PR #1378, opened 2022-06-10
Deferred execution

paulpdaniels:
Adds experimental support for the `@defer` and the `@stream` based on the current [RFC](https://github.com/graphql/graphql-wg/blob/main/rfcs/DeferStream.md) and supercedes #1148  

You can read more at the provided links but the tldr for it is that when enabled the client can make requests such as

```graphql
{
  characters {
    name
    ... @defer(label:"moreinfo") {
    	nicknames @stream(initialCount:1)
        connections(by:Origin) {
          name
        }
    }
  }
}
```

And the executor will move deferred and streaming components into a separate execution chain that will be delivered _after_ the primary payload. To do this the server adapter needs to detect the presence of deferred fields and switch the response from `application/json` to `multipart/mixed` (optionally we could also look at supporting `text/eventstream` or via websockets). The primary payload is then sent with the deferred fields not included, but has a couple extra top-level fields indicating that there is more data coming. The subsequent payloads contain data as well as a `path` which tells the client how to patch in the data.

Because this behavior is still experimental (very few clients support it) it is still opt-in, and because using it requires the transport to be changed it is much safer to force servers to opt-in to this behavior, especially if they roll their own adapters.

For testing I forked this lib: https://github.com/n1ru4l/graphql-bleeding-edge-playground and modified some values locally so I could test against a running server, though I still have a task to fix all the adapters because in order to support the streaming behavior the response types needed to be updated to use binary streams directly instead of the higher level `GraphQLResponse`.

- [ ] Fix Http4s encoding
- [ ] Test all the adapters
- [ ] Update the docs

Further reading:

The working group repository for the defer/stream specification
https://github.com/robrichard/defer-stream-wg

### DIFF
--- a/adapters/http4s/src/main/scala/caliban/Http4sAdapter.scala
+++ b/adapters/http4s/src/main/scala/caliban/Http4sAdapter.scala
@@ -50,15 +50,16 @@ object Http4sAdapter {
     queryExecution: QueryExecution = QueryExecution.Parallel,
     requestInterceptor: RequestInterceptor[R] = RequestInterceptor.empty
   )(implicit interop: ToEffect[F, R]): HttpRoutes[F] = {
-    val endpoints                                       = TapirAdapter.makeHttpService[R, E](
+    val endpoints = TapirAdapter.makeHttpService[R, E](
       interpreter,
       skipValidation,
       enableIntrospection,
       queryExecution,
       requestInterceptor
     )
-    val endpointsF: List[ServerEndpoint[ZioStreams, F]] = endpoints.map(convertHttpEndpointToF[F, R, E])
-    Http4sServerInterpreter().toRoutes(endpointsF)
+//    val endpointsF: List[ServerEndpoint[ZioStreams, F]] = endpoints.map(convertHttpEndpointToF[F, R, E])
+//    Http4sServerInterpreter().toRoutes(endpointsF)
+    ???
   }
 
   def makeHttpUploadService[R <: Has[_] with Random, E](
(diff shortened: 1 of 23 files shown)


core/src/main/scala/caliban/execution/Executor.scala
```diff
@@ -227,4 +323,18 @@ object Executor {
...
+      val l = List.newBuilder[A1]
+      val r = List.newBuilder[A2]
+      list.foreach { x =>
+        f(x) match {
+          case Left(x1)  => l += x1
+          case Right(x2) => r += x2
+        }
+      }
+      (l.result(), r.result())
+    }
```
paulpdaniels, line 338: Needed because 2.12 doesn't have `partitionMap`

adapters/http4s/src/main/scala/caliban/Http4sAdapter.scala
```diff
@@ -195,21 +197,21 @@ object Http4sAdapter {
...
+//      endpoint.INPUT,
+//      endpoint.ERROR_OUTPUT,
+//      endpoint.OUTPUT,
+//      Fs2Streams[F],
+//      F
+//    ](
+//      endpoint.endpoint,
+//      _ => a => interop.toEffect(endpoint.securityLogic(zioMonadError)(a)),
+//      _ => u => req => interop.toEffect(endpoint.logic(zioMonadError)(u)(req))
+//    )
```
paulpdaniels, line 214: TODO get this working

ghostdogpr:

PR #1381, opened 2022-06-19
Set api mappings for ZIO

guymers:
ZIO does not set `apiURL` so `autoAPIMappings` will not be able to
generate an entry in `apiMappings`.


ghostdogpr (approved):
Thanks!

PR #1248, opened 2022-01-10
Tools scala3 zio r17

pmeheut:
Attempted solution to: https://github.com/ghostdogpr/caliban/issues/1239

Used https://github.com/scalameta/scalafmt/issues/3035#issuecomment-1007187349 suggestion to load scalafmt dynamically, allowing to generate a Scala 2.12/2.13 & 3 of caliban-tools and using the sbt-codegen plugin in Scala 3.

Issue #1239, opened 2022-01-06
CompileTime Plugin is not usable with Scala 3


pmeheut:
Hi,
I have a simple Scala 3.1.0 cross Scala.js application based on [https://github.com/adpi2/scala3-full-stack-example](https://github.com/adpi2/scala3-full-stack-example)
I tried to replace the REST api by GraphQL but it has proved to be a minefield.

I need to use Scala 3 versions of Circe, Caliban to derive codecs and schema of my code. This works fine.
But as soon as I tried to use the akka-http-adapter, I got a lof of conflicts with 2.13 versions of libraries.

So I switched to ZHttp as this a Scala 3 http server. I made it work.

But then, I wanted to write the client code so I used `caliban-codegen-sbt` but of course, back to 2.13 libraries dependencies and nothing works. 
I've tried to exclude dependencies, to write subprojects in 2.13 but each time, I find another problem.
I even look to the sbt plugin source code to see if it could be easily recompiled in Scala 3. No luck because of the macros of course.

It should not be this hard. So back to my title question: is there a way to write a full stack scala 3 jvm/scala 3.js application with Caliban and automatic schema generation, etc?

ghostdogpr:
Akka HTTP doesn't provide artifacts for Scala 3 yet (some other parts of Akka like Akka Actors do, but not Akka HTTP yet). [They say](https://doc.akka.io/docs/akka/current/project/scala3.html#using-2-13-artifacts-in-scala-3) it works with 2.13 artifacts but I haven't tried it. For native scala 3 support, zio http and http4s are recommended.

Sbt plugins can only be compiled with Scala 2.12 (sbt only supports that), but you can use it regardless of your Scala version. The code generated should work with any Scala version. Is that not the case?

ghostdogpr:
I've just tested it in a small Scala 3 project, it generates client code well.

pmeheut:
I've tried with a very simple project. It works fine in 2.13.7. When I change scalaVersion to 3.1.0, I cannot resolve `com.github.ghostdogpr:caliban-tools_3:1.3.1`.
I do not use it explicitly and the message occurs as soon as I activate the `CompileTimeCalibanServerPlugin`.
I've tried to force it with `CrossVersion.for3Use2_13` but it changes nothing.

ghostdogpr:
I only tried `CalibanPlugin`, let me try the compile time one.

ghostdogpr:
[...]

PR #1415, opened 2022-07-23
tools and codegen-sbt compiles in scala3 making compile-time plugin available

pmeheut:
This is a solution to #1239 and a Caliban 2 version of PR #1248.
The tests compile. I've also used it in a real project and it works for its scope.

Except for the Scala 3 changes, the problem was that the plugin generates the cached files in streams, without the usual scala version based directory structure.
It messed with +compile.
So I changed that.

In tools, a new problem is that the current zio.config.magnolia scala 3 implementation has a very different interface. So I had to add files specific to 2.12, 2.13 and 3.


tools/src/main/scala-2.12/caliban/tools/DescriptorUtils.scala
```diff
@@ -0,0 +1,9 @@
+package caliban.tools
```
ghostdogpr: Since the code is the same between 2.12 and 2.13, I think you can place it into a `scala-2` folder instead of duplicating it.

codegen-sbt/src/sbt-test/compiletime-codegen/test-compile/modules/potatoes-clients/src/main/scala/poc/caliban/client/generated/potatoes/Color.scala
```diff
@@ -0,0 +1,33 @@
+package poc.caliban.client.generated.potatoes
```
ghostdogpr: Why adding these files?

ghostdogpr (commented):
Can you run `fmt` to format the code and make the CI go to the next steps?
Also can you resolve the merge conflicts?

tools/src/main/scala-2.12/caliban/tools/DescriptorUtils.scala
pmeheut: Done.

codegen-sbt/src/sbt-test/compiletime-codegen/test-compile/modules/potatoes-clients/src/main/scala/poc/caliban/client/generated/potatoes/Color.scala
pmeheut: I removed the files added by mistake. I ran fmt before creating the PR and ran it again: no changes.

pmeheut: But I do not know why we have a conflict in build.sbt. I only added a scalafmtVersion in the middle of the others, sorted alphabetically.

ghostdogpr: I fixed the conflict. The formatting issue is just a line break missing in `DescriptorUtils` at the end of the file with scala 3. I guess you don't see it because you're on scala 2 by default.

ghostdogpr: Fixed 😄

ghostdogpr: Ah it still fails, I guess it's more than the line break. You can run `fmt` after switching to scala 3 (`+3.1.3`)

ghostdogpr:
I guess we also need to modify `.circleci/config.yml` to make sure the scripted tests are working with scala 2.13 and 3?

codegen-sbt/src/sbt-test/compiletime-codegen/test-compile/modules/potatoes-clients/src/main/scala/poc/caliban/client/generated/potatoes/Color.scala
pmeheut: Done.

pmeheut:
About .circleci/config.yml, I guess  so but I'm not familiar with this part.

ghostdogpr:
> About .circleci/config.yml, I guess so but I'm not familiar with this part.

So basically [here](https://github.com/ghostdogpr/caliban/blob/e2c13143f19c96339bd17c8741fa17766c0d7b2d/.circleci/config.yml#L46) we create a build step that runs `sbt ++2.12.16 codegenSbt/scripted`, which runs the scripted tests under scala 2.12. We probably don't need 2.13 but we need something similar for scala 3.

pmeheut:
Ok. It does not work even for 2.13.8 right now because the test script is written with 2.12 hard dependencies. I'll have a look at it but because I'm gonna need to understand it first, it may take a few days (or months if my real work catches me up).

codegen-sbt/src/main/scala/caliban/codegen/CalibanPlugin.scala
```diff
@@ -49,4 +50,7 @@ object CalibanPlugin extends AutoPlugin {
       Compile / sourceGenerators += (Compile / caliban).taskValue,
       Test / sourceGenerators += (Test / caliban).taskValue
     )
+
+  def cacheDirectory(baseCacheDirectory: File, scalaVersion: String): File =
+    Paths.get(baseCacheDirectory.getAbsolutePath).resolve(s"scala-${scalaVersion}").toFile
```
guizmaii, line 55: Nice trick! 🙂

codegen-sbt/src/main/scala/caliban/codegen/CompileTimeCalibanPlugin.scala
```diff
@@ -394,7 +394,7 @@ private[caliban] object Functions {
     generateSources: Def.Initialize[Task[Seq[File]]]
   ): Def.Initialize[Task[Seq[File]]] =
     Def.taskDyn {
-      val cacheDirectory = streams.value.cacheDirectory
+      val cacheDirectory = CalibanPlugin.cacheDirectory(streams.value.cacheDirectory, scalaVersion.value)
```
guizmaii, line 397: +1

pmeheut:
It can be done and I've been able to pass the test manually but it is not simple as far as I can tell. We have several problems:
1) the scripted ``test`` file contains reference to the scalaVersion. So we would need to duplicate each entry for 3.1.3 and change them each time with upgrade the scala 3 compiler version because this file cannot be parameterized
2) when running with ++3.1.3, we do not generate the 2.12 jar nor the plugin we need as far as I can tell. So sbt ends with an error

To run it, I need to fix the version in the main build.sbt file, (i.e. ``version := "sbt-test-SNAPSHOT"``), build and publish the jars for 2.12 and then I can run the scripted test for 3.1.3 after editing the test file

The process can be automated and changing temporarily ``build.sbt`` and ``test`` files during a CI test should be ok.

This leads to two questions:
- is it worth it? The scala3 code is the basically the same as the scala212 code. So it would be as efficient to test only the difference, i.e. ``DescriptorUtils.scala``
- is there a better, simpler solution, something I missed?

ghostdogpr:
Hmm, maybe a simpler alternative for now could be just to add `tools/test` to the `test3_jdk` CI step to run tests on scala 3, and add a test that covers `DescriptorUtils` if it's not already there. It wouldn't test the whole thing but that's acceptable to me.

pmeheut:
Ok, I'll write such tests based on the use we make of it in `Options.scala``.

guizmaii:
Guys, I was successfully running the scripted tests on all the Scala versions thanks to this change in the CI: https://github.com/ghostdogpr/caliban/pull/1264/files#diff-78a8a19706dbd2a4425dd72bdab0502ed7a2cef16365ab7030a5a0588927bf47R53-R56

IIRC, The issue is that when we're publishing Caliban locally, it generates 3 different version numbers: 1 per version of Scala. The fix is to force the version in the `build.sbt` before to publish locally and to use this forced version number in the test projects

(Sorry if my response is a bit out of the blue, I only quickly read your conversation. Too quickly maybe)

pmeheut:
`The fix is to force the version in the build.sbt before to publish locally and to use this forced version number in the test projects`
Yes, this is what I've done to test the scala3 modifications and what I suggested above. I'll see if I can implement it without spending to much time on it because if we go this route, we also need to edit the ``test``file from inside sbt to replace 2.12 by the current scalaVersion value.

ghostdogpr:
Since this is very useful and I will do a release, I will merge the PR already. With existing tests we know it doesn't break 2.x support, so it can only be better than before 😄 Feel free to add tests later if you have time.

PR #1426, opened 2022-07-30
Tests for "tools and codegen-sbt compiles in scala3", #1415

pmeheut:
Because the test file contains 2.12 references, I wrote a sbt command, ``codegenScriptedScala3``, to edit it before testing in scala 3.
It also builds and publishLocal caliban scala212 and scala3 version with a fixed version (i.e. "test-codegen-sbt-compile-scala3") because this is needed.
Once the test is done, we revert test to 2.12.
The command reads scala3 exact version from build.sbt so there is no changes needed here when we upgrade to a more recent scala compiler.
Everything is implemented in an auto-plugin so changes are minimal.

I've added the test to .circleci/config.yml and tested it as best as I could.


.circleci/config.yml
```diff
@@ -179,6 +193,14 @@ workflows:
           filters:
             tags:
               only: /^v(0|[1-9]\d*)\.(0|[1-9]\d*)\.(0|[1-9]\d*)(?:-((?:0|[1-9]\d*|\d*[a-zA-Z-][0-9a-zA-Z-]*)(?:\.(?:0|[1-9]\d*|\d*[a-zA-Z-][0-9a-zA-Z-]*))*))?(?:\+([0-9a-zA-Z-]+(?:\.[0-9a-zA-Z-]+)*))?$/
+      - scripted3_jdk:
+          requires:
+            - lint
+          filters:
+            branches:
+              only: series/2.x
```
ghostdogpr: I think you need to remove this filter. Because of it, it's not running on your PR and won't be on other PRs. The 1.x branch won't have this change in ci config so it won't run it anyway.

pmeheut: Done

ghostdogpr (approved):
Thanks!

^^^^^^^^

# PROBLEM REQUIREMENTS
Reproduce, line for line, the material, starting at its first line, and end once the line holding "https://github.com/robrichard/defer-stream-wg" has been output.

# TASK RESPONSE
PR #1378, opened 2022-06-10
Deferred execution

paulpdaniels:
Adds experimental support for the `@defer` and the `@stream` based on the current [RFC](https://github.com/graphql/graphql-wg/blob/main/rfcs/DeferStream.md) and supercedes #1148  

You can read more at the provided links but the tldr for it is that when enabled the client can make requests such as

```graphql
{
  characters {
    name
    ... @defer(label:"moreinfo") {
    	nicknames @stream(initialCount:1)
        connections(by:Origin) {
          name
        }
    }
  }
}
```

And the executor will move deferred and streaming components into a separate execution chain that will be delivered _after_ the primary payload. To do this the server adapter needs to detect the presence of deferred fields and switch the response from `application/json` to `multipart/mixed` (optionally we could also look at supporting `text/eventstream` or via websockets). The primary payload is then sent with the deferred fields not included, but has a couple extra top-level fields indicating that there is more data coming. The subsequent payloads contain data as well as a `path` which tells the client how to patch in the data.

Because this behavior is still experimental (very few clients support it) it is still opt-in, and because using it requires the transport to be changed it is much safer to force servers to opt-in to this behavior, especially if they roll their own adapters.

For testing I forked this lib: https://github.com/n1ru4l/graphql-bleeding-edge-playground and modified some values locally so I could test against a running server, though I still have a task to fix all the adapters because in order to support the streaming behavior the response types needed to be updated to use binary streams directly instead of the higher level `GraphQLResponse`.

- [ ] Fix Http4s encoding
- [ ] Test all the adapters
- [ ] Update the docs

Further reading:

The working group repository for the defer/stream specification
https://github.com/robrichard/defer-stream-wg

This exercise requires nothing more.